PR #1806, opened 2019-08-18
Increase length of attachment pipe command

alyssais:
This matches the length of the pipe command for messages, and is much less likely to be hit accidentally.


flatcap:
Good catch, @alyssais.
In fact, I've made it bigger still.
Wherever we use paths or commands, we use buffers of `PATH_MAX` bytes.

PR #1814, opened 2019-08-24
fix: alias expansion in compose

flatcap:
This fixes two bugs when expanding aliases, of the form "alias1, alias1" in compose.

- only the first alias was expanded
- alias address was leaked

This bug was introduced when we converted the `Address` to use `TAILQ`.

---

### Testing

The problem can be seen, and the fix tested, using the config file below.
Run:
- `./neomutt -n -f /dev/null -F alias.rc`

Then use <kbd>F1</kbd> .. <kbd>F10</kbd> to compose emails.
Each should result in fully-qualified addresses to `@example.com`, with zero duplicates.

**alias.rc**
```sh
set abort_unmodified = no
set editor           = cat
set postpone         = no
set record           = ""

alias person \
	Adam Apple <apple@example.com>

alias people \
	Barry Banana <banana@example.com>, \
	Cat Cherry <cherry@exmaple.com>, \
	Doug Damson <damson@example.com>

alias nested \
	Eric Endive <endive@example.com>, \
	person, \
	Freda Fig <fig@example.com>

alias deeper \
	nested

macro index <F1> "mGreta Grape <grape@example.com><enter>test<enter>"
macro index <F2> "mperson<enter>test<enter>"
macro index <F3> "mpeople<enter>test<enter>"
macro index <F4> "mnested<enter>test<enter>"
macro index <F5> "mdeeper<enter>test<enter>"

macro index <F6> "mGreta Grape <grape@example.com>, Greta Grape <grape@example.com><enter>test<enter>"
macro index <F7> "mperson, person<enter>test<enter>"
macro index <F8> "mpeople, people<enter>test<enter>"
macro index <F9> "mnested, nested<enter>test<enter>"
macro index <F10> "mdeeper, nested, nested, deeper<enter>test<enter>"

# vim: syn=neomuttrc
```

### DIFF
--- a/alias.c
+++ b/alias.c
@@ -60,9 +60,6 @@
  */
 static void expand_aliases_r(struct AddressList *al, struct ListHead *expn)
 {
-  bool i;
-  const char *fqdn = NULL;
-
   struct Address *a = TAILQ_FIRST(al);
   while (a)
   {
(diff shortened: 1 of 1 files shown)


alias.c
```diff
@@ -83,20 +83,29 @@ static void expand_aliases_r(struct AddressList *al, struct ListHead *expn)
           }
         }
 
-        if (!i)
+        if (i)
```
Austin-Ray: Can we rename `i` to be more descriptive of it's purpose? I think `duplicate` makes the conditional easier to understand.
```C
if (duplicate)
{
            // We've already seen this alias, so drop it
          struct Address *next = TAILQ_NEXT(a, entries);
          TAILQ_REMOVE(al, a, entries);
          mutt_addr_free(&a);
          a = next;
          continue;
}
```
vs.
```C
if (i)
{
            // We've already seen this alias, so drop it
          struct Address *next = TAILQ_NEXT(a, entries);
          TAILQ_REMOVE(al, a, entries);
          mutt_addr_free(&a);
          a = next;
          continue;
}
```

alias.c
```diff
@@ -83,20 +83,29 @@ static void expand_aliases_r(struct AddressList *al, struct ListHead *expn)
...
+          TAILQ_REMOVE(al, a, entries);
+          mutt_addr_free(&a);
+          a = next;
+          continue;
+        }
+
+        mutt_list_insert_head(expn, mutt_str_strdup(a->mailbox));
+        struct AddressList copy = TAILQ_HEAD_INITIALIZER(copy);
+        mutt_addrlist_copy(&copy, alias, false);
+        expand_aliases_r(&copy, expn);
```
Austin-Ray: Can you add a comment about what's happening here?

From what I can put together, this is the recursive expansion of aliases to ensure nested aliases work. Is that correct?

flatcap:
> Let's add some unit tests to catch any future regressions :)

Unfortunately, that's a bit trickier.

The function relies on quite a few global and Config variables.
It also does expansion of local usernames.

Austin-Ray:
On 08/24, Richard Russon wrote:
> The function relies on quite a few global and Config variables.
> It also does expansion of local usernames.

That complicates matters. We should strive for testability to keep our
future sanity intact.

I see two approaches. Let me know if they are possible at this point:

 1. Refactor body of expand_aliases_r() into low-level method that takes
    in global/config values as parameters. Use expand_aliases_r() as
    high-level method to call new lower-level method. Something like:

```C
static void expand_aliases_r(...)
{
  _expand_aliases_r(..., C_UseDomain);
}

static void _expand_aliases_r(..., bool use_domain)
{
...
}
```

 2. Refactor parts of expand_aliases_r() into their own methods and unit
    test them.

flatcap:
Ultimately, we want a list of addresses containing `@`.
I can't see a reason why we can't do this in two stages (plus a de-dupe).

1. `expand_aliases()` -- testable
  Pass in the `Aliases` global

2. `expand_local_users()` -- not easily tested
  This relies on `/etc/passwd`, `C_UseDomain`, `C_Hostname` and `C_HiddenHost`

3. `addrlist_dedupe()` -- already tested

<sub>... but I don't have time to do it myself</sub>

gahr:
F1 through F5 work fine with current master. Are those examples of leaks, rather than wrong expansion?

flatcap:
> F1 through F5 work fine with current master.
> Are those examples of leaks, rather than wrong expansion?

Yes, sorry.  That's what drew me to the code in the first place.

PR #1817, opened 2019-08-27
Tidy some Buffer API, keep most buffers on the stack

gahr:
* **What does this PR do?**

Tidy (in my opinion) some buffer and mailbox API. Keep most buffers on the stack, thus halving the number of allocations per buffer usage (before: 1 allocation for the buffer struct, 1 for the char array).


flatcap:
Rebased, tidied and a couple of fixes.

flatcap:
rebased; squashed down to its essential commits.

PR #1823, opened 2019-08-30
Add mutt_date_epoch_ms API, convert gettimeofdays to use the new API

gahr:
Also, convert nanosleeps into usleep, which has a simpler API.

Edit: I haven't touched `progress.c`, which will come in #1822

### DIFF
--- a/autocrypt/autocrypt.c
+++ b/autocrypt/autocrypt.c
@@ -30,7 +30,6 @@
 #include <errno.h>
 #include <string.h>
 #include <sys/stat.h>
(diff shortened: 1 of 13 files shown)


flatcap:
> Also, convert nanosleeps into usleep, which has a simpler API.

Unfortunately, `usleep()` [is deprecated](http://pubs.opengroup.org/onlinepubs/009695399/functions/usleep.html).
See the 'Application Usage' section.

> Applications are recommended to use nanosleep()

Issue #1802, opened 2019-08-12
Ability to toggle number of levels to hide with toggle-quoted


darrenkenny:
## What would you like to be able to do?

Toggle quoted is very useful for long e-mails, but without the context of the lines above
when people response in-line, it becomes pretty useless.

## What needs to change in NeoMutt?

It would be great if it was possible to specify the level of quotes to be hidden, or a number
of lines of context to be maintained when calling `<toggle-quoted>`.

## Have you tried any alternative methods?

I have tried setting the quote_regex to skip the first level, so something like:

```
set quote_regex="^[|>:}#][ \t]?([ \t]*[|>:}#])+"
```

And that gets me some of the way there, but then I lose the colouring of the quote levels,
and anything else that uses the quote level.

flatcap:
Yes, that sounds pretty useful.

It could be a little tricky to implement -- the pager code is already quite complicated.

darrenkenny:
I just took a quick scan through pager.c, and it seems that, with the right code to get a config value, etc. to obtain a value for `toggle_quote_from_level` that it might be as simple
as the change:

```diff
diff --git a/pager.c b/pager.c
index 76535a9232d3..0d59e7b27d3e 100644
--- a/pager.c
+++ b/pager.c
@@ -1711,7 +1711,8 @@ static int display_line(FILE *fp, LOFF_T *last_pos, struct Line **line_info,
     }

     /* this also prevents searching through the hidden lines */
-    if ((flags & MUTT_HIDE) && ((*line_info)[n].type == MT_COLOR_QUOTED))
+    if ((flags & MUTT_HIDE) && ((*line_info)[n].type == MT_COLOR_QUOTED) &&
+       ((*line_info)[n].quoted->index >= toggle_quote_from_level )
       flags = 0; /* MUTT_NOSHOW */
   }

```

|---|

> **TO DO**
Restate all of the lines in the material exactly as they are.

> **RESPONSE**
PR #1806, opened 2019-08-18
Increase length of attachment pipe command

alyssais:
This matches the length of the pipe command for messages, and is much less likely to be hit accidentally.


flatcap:
Good catch, @alyssais.
In fact, I've made it bigger still.
Wherever we use paths or commands, we use buffers of `PATH_MAX` bytes.

PR #1814, opened 2019-08-24
fix: alias expansion in compose

flatcap:
This fixes two bugs when expanding aliases, of the form "alias1, alias1" in compose.

- only the first alias was expanded
- alias address was leaked

This bug was introduced when we converted the `Address` to use `TAILQ`.

---

### Testing

The problem can be seen, and the fix tested, using the config file below.
Run:
- `./neomutt -n -f /dev/null -F alias.rc`

Then use <kbd>F1</kbd> .. <kbd>F10</kbd> to compose emails.
Each should result in fully-qualified addresses to `@example.com`, with zero duplicates.

**alias.rc**
```sh
set abort_unmodified = no
set editor           = cat
set postpone         = no
set record           = ""

alias person \
	Adam Apple <apple@example.com>

alias people \
	Barry Banana <banana@example.com>, \
	Cat Cherry <cherry@exmaple.com>, \
	Doug Damson <damson@example.com>

alias nested \
	Eric Endive <endive@example.com>, \
	person, \
	Freda Fig <fig@example.com>

alias deeper \
	nested

macro index <F1> "mGreta Grape <grape@example.com><enter>test<enter>"
macro index <F2> "mperson<enter>test<enter>"
macro index <F3> "mpeople<enter>test<enter>"
macro index <F4> "mnested<enter>test<enter>"
macro index <F5> "mdeeper<enter>test<enter>"

macro index <F6> "mGreta Grape <grape@example.com>, Greta Grape <grape@example.com><enter>test<enter>"
macro index <F7> "mperson, person<enter>test<enter>"
macro index <F8> "mpeople, people<enter>test<enter>"
macro index <F9> "mnested, nested<enter>test<enter>"
macro index <F10> "mdeeper, nested, nested, deeper<enter>test<enter>"

# vim: syn=neomuttrc
```

### DIFF
--- a/alias.c
+++ b/alias.c
@@ -60,9 +60,6 @@
  */
 static void expand_aliases_r(struct AddressList *al, struct ListHead *expn)
 {
-  bool i;
-  const char *fqdn = NULL;
-
   struct Address *a = TAILQ_FIRST(al);
   while (a)
   {
(diff shortened: 1 of 1 files shown)


alias.c
```diff
@@ -83,20 +83,29 @@ static void expand_aliases_r(struct AddressList *al, struct ListHead *expn)
           }
         }
 
-        if (!i)
+        if (i)
```
Austin-Ray: Can we rename `i` to be more descriptive of it's purpose? I think `duplicate` makes the conditional easier to understand.
```C
if (duplicate)
{
            // We've already seen this alias, so drop it
          struct Address *next = TAILQ_NEXT(a, entries);
          TAILQ_REMOVE(al, a, entries);
          mutt_addr_free(&a);
          a = next;
          continue;
}
```
vs.
```C
if (i)
{
            // We've already seen this alias, so drop it
          struct Address *next = TAILQ_NEXT(a, entries);
          TAILQ_REMOVE(al, a, entries);
          mutt_addr_free(&a);
          a = next;
          continue;
}
```

alias.c
```diff
@@ -83,20 +83,29 @@ static void expand_aliases_r(struct AddressList *al, struct ListHead *expn)
...
+          TAILQ_REMOVE(al, a, entries);
+          mutt_addr_free(&a);
+          a = next;
+          continue;
+        }
+
+        mutt_list_insert_head(expn, mutt_str_strdup(a->mailbox));
+        struct AddressList copy = TAILQ_HEAD_INITIALIZER(copy);
+        mutt_addrlist_copy(&copy, alias, false);
+        expand_aliases_r(&copy, expn);
```
Austin-Ray: Can you add a comment about what's happening here?

From what I can put together, this is the recursive expansion of aliases to ensure nested aliases work. Is that correct?

flatcap:
> Let's add some unit tests to catch any future regressions :)

Unfortunately, that's a bit trickier.

The function relies on quite a few global and Config variables.
It also does expansion of local usernames.

Austin-Ray:
On 08/24, Richard Russon wrote:
> The function relies on quite a few global and Config variables.
> It also does expansion of local usernames.

That complicates matters. We should strive for testability to keep our
future sanity intact.

I see two approaches. Let me know if they are possible at this point:

 1. Refactor body of expand_aliases_r() into low-level method that takes
    in global/config values as parameters. Use expand_aliases_r() as
    high-level method to call new lower-level method. Something like:

```C
static void expand_aliases_r(...)
{
  _expand_aliases_r(..., C_UseDomain);
}

static void _expand_aliases_r(..., bool use_domain)
{
...
}
```

 2. Refactor parts of expand_aliases_r() into their own methods and unit
    test them.

flatcap:
Ultimately, we want a list of addresses containing `@`.
I can't see a reason why we can't do this in two stages (plus a de-dupe).

1. `expand_aliases()` -- testable
  Pass in the `Aliases` global

2. `expand_local_users()` -- not easily tested
  This relies on `/etc/passwd`, `C_UseDomain`, `C_Hostname` and `C_HiddenHost`

3. `addrlist_dedupe()` -- already tested

<sub>... but I don't have time to do it myself</sub>

gahr:
F1 through F5 work fine with current master. Are those examples of leaks, rather than wrong expansion?

flatcap:
> F1 through F5 work fine with current master.
> Are those examples of leaks, rather than wrong expansion?

Yes, sorry.  That's what drew me to the code in the first place.

PR #1817, opened 2019-08-27
Tidy some Buffer API, keep most buffers on the stack

gahr:
* **What does this PR do?**

Tidy (in my opinion) some buffer and mailbox API. Keep most buffers on the stack, thus halving the number of allocations per buffer usage (before: 1 allocation for the buffer struct, 1 for the char array).


flatcap:
Rebased, tidied and a couple of fixes.

flatcap:
rebased; squashed down to its essential commits.

PR #1823, opened 2019-08-30
Add mutt_date_epoch_ms API, convert gettimeofdays to use the new API

gahr:
Also, convert nanosleeps into usleep, which has a simpler API.

Edit: I haven't touched `progress.c`, which will come in #1822

### DIFF
--- a/autocrypt/autocrypt.c
+++ b/autocrypt/autocrypt.c
@@ -30,7 +30,6 @@
 #include <errno.h>
 #include <string.h>
 #include <sys/stat.h>
(diff shortened: 1 of 13 files shown)


flatcap:
> Also, convert nanosleeps into usleep, which has a simpler API.

Unfortunately, `usleep()` [is deprecated](http://pubs.opengroup.org/onlinepubs/009695399/functions/usleep.html).
See the 'Application Usage' section.

> Applications are recommended to use nanosleep()

Issue #1802, opened 2019-08-12
Ability to toggle number of levels to hide with toggle-quoted


darrenkenny:
## What would you like to be able to do?

Toggle quoted is very useful for long e-mails, but without the context of the lines above
when people response in-line, it becomes pretty useless.

## What needs to change in NeoMutt?

It would be great if it was possible to specify the level of quotes to be hidden, or a number
of lines of context to be maintained when calling `<toggle-quoted>`.

## Have you tried any alternative methods?

I have tried setting the quote_regex to skip the first level, so something like:

```
set quote_regex="^[|>:}#][ \t]?([ \t]*[|>:}#])+"
```

And that gets me some of the way there, but then I lose the colouring of the quote levels,
and anything else that uses the quote level.

flatcap:
Yes, that sounds pretty useful.

It could be a little tricky to implement -- the pager code is already quite complicated.

darrenkenny:
I just took a quick scan through pager.c, and it seems that, with the right code to get a config value, etc. to obtain a value for `toggle_quote_from_level` that it might be as simple
as the change:

```diff
diff --git a/pager.c b/pager.c
index 76535a9232d3..0d59e7b27d3e 100644
--- a/pager.c
+++ b/pager.c
@@ -1711,7 +1711,8 @@ static int display_line(FILE *fp, LOFF_T *last_pos, struct Line **line_info,
     }

     /* this also prevents searching through the hidden lines */
-    if ((flags & MUTT_HIDE) && ((*line_info)[n].type == MT_COLOR_QUOTED))
+    if ((flags & MUTT_HIDE) && ((*line_info)[n].type == MT_COLOR_QUOTED) &&
+       ((*line_info)[n].quoted->index >= toggle_quote_from_level )
       flags = 0; /* MUTT_NOSHOW */
   }

```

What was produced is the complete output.